• ACTION ITEM:
What lines in the records below hold the string "macOS"? Please show them.

*** Block opens ***

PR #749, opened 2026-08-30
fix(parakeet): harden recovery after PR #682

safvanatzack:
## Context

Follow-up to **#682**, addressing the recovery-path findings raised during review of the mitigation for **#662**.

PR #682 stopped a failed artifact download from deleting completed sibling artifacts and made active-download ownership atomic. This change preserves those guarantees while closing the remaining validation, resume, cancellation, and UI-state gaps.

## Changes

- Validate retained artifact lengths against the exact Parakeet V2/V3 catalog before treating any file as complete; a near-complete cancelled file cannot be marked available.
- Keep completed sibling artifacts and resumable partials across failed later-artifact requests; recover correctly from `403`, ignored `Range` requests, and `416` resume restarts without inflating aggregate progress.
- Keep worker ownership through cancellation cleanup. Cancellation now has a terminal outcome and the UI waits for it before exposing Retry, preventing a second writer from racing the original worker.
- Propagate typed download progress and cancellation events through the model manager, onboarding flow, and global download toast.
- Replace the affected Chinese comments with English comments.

*** Block closes ***
*** Block opens ***

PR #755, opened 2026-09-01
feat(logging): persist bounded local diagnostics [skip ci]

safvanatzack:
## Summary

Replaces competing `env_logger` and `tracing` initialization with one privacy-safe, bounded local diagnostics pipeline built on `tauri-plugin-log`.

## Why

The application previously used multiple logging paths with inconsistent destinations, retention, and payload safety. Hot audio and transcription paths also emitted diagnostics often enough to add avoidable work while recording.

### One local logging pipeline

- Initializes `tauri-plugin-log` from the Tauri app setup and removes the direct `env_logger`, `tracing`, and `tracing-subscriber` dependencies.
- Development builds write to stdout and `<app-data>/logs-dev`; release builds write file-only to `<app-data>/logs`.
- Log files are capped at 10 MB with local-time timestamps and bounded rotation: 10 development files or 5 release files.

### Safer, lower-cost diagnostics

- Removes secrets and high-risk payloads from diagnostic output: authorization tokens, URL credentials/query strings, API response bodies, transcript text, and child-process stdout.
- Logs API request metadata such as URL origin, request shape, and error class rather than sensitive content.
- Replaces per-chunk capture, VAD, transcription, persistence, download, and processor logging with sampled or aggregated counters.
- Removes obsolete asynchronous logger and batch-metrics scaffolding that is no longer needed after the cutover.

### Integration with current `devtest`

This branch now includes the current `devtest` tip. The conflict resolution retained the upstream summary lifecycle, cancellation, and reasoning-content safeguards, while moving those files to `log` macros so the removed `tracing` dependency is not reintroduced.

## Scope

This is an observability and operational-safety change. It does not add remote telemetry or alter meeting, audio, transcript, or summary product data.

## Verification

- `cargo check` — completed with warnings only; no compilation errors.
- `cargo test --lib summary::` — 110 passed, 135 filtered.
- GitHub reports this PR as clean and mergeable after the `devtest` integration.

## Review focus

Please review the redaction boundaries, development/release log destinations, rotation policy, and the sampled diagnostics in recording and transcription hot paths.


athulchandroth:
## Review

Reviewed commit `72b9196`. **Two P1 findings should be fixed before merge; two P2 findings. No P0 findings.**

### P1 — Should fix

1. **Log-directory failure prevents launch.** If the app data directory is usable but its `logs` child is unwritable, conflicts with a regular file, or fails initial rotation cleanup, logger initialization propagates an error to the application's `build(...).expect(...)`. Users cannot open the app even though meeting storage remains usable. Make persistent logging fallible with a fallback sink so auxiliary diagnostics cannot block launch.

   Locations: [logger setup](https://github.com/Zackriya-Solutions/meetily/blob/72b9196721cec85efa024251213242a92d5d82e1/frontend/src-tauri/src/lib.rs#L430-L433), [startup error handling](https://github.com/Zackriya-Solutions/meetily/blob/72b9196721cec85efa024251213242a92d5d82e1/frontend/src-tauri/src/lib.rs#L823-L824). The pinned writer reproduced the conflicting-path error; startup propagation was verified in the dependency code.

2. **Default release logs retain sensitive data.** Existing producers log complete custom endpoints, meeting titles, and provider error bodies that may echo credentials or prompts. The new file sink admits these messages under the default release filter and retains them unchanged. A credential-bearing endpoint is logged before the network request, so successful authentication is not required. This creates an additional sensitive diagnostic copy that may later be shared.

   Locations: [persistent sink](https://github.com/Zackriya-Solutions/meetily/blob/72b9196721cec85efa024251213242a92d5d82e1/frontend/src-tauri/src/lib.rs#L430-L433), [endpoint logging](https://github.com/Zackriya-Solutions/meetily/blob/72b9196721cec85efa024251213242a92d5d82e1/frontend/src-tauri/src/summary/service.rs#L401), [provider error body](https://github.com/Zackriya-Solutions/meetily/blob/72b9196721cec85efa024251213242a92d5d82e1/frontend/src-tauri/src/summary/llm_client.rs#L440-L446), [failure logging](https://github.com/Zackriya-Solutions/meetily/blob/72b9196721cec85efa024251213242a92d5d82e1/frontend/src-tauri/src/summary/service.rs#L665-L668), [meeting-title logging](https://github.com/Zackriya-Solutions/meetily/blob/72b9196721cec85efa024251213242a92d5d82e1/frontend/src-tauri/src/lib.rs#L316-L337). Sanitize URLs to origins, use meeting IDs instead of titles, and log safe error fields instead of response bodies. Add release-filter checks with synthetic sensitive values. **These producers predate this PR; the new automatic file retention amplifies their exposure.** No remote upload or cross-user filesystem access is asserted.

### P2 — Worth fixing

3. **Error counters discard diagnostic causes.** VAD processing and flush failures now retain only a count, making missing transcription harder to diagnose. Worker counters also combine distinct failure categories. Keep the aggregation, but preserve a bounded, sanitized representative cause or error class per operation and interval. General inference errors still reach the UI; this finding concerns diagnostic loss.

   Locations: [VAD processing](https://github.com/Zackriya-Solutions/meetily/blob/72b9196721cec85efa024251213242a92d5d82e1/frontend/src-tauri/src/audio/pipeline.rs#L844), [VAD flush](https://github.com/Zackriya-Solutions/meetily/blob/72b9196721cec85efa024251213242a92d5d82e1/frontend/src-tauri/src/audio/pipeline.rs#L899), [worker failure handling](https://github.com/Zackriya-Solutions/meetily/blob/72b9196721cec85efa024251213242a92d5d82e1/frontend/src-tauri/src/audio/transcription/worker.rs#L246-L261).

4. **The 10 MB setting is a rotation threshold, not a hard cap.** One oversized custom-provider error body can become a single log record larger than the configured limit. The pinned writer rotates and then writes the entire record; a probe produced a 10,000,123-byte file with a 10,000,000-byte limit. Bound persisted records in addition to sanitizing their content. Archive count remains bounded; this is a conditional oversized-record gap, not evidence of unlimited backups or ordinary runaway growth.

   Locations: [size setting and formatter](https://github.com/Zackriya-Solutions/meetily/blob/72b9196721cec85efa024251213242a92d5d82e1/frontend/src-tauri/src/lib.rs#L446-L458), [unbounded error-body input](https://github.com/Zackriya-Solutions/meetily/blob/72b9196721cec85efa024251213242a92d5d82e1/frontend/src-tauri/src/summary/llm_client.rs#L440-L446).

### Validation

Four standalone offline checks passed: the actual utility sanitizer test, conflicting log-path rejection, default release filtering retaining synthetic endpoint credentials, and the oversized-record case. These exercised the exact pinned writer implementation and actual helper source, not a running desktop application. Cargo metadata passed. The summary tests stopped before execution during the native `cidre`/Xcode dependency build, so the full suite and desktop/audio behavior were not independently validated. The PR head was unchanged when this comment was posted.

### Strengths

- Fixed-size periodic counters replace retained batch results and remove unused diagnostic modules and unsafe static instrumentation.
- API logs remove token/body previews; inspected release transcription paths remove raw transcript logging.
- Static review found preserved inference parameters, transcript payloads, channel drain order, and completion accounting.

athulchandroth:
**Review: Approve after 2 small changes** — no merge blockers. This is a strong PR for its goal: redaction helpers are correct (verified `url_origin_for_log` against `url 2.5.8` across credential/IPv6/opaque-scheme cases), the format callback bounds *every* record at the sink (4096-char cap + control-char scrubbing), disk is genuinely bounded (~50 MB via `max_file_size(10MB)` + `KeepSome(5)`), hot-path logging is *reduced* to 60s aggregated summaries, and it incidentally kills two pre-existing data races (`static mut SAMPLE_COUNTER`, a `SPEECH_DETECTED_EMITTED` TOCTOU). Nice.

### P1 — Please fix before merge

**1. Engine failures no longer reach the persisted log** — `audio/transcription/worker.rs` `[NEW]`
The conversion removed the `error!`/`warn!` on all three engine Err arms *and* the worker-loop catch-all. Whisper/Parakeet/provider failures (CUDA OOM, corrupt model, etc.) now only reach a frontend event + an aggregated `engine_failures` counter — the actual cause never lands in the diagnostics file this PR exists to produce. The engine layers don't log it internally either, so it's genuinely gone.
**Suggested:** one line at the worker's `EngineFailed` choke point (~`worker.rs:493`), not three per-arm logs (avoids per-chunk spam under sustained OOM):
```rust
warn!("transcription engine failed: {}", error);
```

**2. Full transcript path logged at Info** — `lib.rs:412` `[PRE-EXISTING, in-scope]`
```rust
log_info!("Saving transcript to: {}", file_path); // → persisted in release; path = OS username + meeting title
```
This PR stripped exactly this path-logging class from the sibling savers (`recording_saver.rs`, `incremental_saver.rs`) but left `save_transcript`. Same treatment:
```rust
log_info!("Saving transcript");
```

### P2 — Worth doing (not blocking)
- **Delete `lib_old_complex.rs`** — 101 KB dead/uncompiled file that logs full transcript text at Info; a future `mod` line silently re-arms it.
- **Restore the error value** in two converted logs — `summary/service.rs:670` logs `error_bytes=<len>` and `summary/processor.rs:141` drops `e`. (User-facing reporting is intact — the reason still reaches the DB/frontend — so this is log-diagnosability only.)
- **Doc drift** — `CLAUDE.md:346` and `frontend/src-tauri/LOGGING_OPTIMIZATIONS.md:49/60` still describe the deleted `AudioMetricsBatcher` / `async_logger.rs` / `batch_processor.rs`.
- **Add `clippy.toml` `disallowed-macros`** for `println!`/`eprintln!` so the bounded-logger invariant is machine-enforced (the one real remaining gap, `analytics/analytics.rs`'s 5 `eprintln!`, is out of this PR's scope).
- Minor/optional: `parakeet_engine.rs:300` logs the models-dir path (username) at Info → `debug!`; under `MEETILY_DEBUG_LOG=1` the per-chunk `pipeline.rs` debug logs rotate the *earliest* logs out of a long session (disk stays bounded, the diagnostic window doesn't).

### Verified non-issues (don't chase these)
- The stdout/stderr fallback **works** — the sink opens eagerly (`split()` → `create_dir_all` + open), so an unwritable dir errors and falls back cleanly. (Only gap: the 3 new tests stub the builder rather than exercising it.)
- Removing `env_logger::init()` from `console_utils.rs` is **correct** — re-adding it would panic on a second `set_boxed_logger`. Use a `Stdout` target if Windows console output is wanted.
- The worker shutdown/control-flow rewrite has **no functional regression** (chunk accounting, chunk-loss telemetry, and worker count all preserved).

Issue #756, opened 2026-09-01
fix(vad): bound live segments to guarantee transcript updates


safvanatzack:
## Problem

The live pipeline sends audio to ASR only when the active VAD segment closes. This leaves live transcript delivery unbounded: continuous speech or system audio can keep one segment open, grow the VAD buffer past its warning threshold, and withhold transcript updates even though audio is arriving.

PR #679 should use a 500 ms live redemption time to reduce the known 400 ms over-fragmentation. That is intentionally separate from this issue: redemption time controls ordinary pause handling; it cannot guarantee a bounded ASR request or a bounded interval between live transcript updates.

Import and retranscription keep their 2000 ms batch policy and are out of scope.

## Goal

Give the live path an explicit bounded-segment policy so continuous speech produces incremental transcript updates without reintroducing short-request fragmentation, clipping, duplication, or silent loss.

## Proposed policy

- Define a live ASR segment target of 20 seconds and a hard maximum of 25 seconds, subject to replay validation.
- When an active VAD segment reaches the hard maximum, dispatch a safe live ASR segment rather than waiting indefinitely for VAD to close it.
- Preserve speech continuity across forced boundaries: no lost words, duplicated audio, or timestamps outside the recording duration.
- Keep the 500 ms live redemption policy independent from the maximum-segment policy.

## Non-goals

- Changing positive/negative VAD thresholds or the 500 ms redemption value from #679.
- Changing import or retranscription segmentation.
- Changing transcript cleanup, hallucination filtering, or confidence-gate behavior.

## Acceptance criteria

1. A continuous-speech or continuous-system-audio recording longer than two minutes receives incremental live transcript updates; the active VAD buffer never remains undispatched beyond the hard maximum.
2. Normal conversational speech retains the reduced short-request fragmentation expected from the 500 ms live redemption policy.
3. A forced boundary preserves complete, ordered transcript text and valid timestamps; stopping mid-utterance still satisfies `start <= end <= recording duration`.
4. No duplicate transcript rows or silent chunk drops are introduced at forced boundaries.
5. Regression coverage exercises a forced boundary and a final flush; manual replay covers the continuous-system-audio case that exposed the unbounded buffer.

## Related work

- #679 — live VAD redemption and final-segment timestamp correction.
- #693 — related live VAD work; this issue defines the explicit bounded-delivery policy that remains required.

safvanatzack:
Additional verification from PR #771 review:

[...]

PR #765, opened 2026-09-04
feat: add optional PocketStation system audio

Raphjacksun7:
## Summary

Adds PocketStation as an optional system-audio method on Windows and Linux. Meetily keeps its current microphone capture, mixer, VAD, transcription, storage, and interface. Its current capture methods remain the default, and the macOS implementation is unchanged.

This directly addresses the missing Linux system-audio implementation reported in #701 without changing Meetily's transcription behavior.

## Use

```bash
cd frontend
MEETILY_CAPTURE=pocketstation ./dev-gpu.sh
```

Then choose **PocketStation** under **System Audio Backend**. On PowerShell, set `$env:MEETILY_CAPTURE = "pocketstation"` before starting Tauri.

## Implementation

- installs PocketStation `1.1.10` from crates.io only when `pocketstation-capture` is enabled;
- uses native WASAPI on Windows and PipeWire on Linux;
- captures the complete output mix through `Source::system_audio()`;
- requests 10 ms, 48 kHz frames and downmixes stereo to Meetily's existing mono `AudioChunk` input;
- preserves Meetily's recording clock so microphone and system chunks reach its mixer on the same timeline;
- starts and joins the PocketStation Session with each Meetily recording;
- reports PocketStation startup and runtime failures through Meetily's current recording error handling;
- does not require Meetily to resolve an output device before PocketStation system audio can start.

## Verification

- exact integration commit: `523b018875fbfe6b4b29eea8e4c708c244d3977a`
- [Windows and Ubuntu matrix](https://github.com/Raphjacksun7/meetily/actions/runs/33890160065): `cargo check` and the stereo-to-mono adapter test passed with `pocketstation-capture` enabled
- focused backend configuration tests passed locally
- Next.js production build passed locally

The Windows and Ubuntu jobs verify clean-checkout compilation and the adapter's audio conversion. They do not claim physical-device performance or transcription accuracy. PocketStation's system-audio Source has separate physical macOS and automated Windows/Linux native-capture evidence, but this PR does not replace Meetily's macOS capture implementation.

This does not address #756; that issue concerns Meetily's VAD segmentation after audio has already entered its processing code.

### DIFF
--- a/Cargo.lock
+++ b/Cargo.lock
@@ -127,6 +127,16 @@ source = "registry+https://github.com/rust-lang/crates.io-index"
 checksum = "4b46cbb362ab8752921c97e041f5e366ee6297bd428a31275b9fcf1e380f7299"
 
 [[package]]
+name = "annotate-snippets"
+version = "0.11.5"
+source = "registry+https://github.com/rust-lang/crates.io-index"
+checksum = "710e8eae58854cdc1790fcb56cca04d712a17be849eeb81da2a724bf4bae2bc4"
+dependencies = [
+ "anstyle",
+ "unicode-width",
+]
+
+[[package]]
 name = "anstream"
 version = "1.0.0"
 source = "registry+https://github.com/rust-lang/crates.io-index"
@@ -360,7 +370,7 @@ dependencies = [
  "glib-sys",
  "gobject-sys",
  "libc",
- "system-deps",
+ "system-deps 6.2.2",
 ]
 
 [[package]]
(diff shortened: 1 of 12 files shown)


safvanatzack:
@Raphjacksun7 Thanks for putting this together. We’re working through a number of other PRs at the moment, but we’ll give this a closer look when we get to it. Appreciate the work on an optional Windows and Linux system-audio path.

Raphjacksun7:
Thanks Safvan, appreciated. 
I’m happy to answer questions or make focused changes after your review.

*** Block closes ***

• THE COMPLETED TASK:
Adds PocketStation as an optional system-audio method on Windows and Linux. Meetily keeps its current microphone capture, mixer, VAD, transcription, storage, and interface. Its current capture methods remain the default, and the macOS implementation is unchanged.
The Windows and Ubuntu jobs verify clean-checkout compilation and the adapter's audio conversion. They do not claim physical-device performance or transcription accuracy. PocketStation's system-audio Source has separate physical macOS and automated Windows/Linux native-capture evidence, but this PR does not replace Meetily's macOS capture implementation.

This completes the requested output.